* **EXTRACTED MATERIAL**:

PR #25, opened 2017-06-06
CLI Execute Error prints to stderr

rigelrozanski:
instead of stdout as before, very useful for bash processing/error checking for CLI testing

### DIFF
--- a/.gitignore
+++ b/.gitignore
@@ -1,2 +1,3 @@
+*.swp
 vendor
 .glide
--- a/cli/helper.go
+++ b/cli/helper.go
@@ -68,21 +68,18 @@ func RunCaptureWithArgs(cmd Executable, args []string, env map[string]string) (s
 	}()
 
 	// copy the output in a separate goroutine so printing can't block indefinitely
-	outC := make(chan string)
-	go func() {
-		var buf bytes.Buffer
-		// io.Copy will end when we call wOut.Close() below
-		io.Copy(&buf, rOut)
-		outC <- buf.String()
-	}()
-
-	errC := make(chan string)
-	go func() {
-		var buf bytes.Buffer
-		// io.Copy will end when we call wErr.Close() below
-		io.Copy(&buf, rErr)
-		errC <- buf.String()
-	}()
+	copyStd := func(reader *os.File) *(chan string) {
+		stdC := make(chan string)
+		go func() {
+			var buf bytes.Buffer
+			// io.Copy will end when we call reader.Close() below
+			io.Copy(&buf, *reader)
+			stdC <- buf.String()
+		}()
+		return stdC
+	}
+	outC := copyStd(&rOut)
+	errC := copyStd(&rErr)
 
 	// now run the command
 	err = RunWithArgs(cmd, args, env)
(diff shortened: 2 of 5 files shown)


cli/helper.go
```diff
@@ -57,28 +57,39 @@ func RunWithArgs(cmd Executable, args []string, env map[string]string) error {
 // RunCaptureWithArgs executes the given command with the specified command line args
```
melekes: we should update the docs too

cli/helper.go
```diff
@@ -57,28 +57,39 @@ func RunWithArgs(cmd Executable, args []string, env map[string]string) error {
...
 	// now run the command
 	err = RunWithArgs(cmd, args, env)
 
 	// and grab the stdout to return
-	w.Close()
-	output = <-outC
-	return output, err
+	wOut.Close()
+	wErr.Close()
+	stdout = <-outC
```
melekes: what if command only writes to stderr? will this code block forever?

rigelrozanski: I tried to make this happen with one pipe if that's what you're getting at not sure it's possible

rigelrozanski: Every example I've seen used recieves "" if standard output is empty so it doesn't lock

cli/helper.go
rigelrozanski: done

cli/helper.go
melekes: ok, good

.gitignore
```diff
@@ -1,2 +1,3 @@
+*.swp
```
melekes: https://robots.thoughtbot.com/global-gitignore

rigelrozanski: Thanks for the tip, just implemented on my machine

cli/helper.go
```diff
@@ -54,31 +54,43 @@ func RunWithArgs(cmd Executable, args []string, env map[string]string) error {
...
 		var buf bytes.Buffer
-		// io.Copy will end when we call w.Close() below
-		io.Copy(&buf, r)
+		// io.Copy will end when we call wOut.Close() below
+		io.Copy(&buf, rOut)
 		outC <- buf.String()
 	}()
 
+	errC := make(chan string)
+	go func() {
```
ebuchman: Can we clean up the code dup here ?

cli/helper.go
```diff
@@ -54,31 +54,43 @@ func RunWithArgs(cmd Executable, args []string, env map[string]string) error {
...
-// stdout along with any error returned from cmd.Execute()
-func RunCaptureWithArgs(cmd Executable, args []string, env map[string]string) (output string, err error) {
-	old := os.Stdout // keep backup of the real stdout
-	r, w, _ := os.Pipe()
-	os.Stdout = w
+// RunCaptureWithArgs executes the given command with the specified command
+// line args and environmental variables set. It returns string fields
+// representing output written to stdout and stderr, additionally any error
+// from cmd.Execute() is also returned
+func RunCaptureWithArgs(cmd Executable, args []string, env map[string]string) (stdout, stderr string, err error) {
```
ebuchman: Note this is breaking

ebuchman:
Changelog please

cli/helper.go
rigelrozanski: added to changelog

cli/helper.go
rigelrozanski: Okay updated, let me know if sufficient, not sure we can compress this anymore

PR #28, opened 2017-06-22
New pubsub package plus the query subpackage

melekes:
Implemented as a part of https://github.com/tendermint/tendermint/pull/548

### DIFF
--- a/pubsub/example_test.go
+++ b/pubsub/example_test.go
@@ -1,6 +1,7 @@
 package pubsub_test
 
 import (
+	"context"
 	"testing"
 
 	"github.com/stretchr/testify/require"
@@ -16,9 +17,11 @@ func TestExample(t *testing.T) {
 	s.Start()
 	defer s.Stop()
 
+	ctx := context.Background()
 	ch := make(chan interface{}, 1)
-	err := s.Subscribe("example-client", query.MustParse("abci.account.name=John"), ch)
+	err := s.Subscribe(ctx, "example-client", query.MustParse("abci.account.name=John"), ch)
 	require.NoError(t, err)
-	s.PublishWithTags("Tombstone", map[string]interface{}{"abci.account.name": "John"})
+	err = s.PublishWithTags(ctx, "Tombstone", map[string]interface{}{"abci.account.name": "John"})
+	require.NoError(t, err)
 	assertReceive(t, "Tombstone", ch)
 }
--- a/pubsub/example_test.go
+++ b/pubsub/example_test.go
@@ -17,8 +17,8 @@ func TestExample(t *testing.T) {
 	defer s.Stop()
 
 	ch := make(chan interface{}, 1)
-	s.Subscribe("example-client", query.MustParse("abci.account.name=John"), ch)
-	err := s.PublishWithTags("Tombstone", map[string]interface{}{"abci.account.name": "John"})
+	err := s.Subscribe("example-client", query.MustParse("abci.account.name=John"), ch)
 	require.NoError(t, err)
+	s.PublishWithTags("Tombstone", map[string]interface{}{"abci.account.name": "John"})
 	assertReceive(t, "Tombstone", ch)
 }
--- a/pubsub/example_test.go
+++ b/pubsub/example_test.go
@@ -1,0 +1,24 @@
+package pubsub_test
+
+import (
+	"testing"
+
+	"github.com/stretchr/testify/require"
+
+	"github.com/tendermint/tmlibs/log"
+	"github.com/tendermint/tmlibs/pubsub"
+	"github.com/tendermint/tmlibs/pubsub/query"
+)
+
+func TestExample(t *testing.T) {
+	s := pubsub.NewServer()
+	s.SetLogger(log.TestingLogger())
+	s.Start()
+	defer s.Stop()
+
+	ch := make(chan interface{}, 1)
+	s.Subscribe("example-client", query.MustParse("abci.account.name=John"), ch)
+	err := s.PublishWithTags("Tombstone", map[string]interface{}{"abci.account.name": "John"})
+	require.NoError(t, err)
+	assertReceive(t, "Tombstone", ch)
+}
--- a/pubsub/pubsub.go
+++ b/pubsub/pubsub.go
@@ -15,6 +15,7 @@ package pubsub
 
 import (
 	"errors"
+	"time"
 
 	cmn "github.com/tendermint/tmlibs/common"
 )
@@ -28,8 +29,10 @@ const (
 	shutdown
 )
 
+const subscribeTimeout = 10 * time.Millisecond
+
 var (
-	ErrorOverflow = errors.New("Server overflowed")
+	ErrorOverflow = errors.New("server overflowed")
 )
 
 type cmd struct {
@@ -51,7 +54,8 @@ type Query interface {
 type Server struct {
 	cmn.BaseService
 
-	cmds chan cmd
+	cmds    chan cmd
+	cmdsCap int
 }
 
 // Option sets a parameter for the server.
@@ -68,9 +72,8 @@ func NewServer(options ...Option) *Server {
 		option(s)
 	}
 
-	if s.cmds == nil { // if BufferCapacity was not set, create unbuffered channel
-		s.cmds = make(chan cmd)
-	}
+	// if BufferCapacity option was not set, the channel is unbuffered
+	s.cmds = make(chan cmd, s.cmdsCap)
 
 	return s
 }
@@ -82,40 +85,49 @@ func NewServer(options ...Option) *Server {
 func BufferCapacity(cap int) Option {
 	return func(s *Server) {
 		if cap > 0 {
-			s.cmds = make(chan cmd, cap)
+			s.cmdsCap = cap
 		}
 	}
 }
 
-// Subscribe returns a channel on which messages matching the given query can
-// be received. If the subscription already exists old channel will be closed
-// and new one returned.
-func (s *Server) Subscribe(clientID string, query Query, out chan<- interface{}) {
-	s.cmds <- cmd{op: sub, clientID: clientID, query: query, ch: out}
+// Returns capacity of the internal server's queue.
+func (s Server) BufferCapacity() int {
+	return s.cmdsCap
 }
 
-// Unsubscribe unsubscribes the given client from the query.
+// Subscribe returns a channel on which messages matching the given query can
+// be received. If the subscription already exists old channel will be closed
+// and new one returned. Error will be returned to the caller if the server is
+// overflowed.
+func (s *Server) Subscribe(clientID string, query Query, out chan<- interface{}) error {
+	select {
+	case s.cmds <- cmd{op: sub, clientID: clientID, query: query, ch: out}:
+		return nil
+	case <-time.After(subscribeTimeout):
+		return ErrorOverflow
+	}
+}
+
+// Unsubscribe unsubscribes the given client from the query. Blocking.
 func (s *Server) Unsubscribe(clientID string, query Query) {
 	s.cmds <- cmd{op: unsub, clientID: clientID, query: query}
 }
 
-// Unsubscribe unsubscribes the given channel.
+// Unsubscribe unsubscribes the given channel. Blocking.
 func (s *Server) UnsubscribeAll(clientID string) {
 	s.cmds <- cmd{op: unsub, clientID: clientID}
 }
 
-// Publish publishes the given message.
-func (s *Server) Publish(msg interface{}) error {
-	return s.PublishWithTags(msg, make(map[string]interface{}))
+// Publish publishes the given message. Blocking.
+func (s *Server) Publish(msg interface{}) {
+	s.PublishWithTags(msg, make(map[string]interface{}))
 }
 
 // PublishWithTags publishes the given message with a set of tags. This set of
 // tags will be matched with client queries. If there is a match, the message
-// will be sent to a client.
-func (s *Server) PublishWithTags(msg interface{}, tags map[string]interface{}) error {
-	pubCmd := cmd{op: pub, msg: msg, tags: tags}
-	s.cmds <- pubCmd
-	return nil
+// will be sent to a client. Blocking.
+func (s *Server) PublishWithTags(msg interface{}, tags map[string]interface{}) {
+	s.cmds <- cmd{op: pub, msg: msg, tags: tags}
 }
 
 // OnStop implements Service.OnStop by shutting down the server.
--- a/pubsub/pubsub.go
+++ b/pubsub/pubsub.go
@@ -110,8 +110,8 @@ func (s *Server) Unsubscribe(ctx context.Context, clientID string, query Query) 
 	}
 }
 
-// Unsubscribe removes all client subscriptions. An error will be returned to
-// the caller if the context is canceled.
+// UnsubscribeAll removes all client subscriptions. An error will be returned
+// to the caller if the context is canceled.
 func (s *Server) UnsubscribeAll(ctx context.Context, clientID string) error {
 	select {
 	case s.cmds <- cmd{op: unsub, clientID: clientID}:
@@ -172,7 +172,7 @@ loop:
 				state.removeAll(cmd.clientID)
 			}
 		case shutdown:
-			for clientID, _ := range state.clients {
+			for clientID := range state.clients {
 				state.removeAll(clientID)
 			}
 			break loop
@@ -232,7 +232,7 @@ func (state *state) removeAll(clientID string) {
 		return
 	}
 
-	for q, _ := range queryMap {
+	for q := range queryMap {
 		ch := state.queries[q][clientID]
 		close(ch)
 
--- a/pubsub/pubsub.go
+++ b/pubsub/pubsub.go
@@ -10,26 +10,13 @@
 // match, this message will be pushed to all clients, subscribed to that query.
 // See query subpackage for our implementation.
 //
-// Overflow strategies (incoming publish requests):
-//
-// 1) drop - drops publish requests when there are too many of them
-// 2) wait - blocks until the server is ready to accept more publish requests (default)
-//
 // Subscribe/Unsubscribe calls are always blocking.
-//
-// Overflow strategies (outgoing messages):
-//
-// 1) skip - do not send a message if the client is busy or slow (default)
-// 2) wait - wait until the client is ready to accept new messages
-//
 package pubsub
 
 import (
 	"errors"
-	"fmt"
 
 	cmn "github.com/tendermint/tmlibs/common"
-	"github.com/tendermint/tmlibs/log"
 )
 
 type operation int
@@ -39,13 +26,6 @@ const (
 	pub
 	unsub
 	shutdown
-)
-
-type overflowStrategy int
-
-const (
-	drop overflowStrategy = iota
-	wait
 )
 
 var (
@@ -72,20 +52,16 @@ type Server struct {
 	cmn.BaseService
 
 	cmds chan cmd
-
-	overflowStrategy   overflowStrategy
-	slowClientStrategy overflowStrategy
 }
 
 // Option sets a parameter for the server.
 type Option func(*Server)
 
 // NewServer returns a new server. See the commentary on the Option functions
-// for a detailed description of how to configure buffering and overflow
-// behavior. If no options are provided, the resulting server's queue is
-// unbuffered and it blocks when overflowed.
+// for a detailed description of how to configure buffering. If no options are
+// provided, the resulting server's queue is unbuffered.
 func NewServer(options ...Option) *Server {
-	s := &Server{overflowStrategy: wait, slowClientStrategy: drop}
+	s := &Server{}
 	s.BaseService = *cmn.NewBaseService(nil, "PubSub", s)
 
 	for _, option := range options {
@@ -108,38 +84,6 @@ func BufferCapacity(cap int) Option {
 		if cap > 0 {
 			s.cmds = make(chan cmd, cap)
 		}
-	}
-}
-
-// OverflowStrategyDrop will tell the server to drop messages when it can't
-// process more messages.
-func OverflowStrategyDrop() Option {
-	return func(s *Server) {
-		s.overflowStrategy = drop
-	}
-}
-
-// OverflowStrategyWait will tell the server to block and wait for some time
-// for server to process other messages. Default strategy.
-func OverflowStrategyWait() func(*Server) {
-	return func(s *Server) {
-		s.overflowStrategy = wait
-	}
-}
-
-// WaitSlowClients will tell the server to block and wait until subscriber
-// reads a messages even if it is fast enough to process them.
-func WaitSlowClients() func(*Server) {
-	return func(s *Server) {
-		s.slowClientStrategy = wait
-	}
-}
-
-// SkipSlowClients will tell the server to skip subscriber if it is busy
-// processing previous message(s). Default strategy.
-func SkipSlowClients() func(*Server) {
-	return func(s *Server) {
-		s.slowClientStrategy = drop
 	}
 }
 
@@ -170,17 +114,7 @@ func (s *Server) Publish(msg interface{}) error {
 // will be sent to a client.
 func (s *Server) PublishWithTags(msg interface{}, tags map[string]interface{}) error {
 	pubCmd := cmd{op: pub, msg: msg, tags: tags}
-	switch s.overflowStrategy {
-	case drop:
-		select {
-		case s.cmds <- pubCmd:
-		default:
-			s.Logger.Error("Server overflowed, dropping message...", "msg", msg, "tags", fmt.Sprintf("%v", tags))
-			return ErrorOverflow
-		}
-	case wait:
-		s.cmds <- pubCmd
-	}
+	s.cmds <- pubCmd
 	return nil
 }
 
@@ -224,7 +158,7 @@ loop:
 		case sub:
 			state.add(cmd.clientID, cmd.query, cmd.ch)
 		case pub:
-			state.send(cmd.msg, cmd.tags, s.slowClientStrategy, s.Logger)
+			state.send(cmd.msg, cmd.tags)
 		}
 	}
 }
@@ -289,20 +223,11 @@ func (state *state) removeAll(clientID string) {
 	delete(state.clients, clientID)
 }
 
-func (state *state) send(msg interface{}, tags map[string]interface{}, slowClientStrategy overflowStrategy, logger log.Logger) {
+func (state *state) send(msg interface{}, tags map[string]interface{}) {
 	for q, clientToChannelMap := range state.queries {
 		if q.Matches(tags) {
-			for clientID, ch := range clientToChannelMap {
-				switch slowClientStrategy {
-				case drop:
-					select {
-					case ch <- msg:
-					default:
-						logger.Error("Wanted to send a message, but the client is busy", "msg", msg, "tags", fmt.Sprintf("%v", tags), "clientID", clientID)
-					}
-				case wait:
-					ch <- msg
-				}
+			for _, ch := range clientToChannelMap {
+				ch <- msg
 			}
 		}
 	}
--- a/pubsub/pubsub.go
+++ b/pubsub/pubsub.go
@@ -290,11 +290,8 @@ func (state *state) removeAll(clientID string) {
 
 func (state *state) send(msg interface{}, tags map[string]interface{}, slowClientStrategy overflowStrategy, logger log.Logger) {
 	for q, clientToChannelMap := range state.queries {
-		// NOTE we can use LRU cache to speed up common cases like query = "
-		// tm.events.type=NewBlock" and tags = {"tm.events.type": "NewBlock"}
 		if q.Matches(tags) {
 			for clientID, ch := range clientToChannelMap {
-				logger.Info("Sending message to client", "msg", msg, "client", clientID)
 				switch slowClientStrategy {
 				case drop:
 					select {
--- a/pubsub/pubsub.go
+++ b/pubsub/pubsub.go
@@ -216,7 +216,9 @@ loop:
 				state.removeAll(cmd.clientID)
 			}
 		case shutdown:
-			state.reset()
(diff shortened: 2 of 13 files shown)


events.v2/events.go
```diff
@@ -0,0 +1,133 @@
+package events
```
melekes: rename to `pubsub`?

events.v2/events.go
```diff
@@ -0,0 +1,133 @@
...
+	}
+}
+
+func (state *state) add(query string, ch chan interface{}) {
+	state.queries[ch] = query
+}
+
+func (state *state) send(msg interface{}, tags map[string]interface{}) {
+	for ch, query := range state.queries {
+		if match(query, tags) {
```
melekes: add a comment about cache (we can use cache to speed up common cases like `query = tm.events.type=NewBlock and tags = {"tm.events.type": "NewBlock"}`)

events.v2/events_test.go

* **THE PROBLEM**: Using the data above, tally each line that has the string "command" and report only the sum.

* **EXERCISE OUTPUT**: 5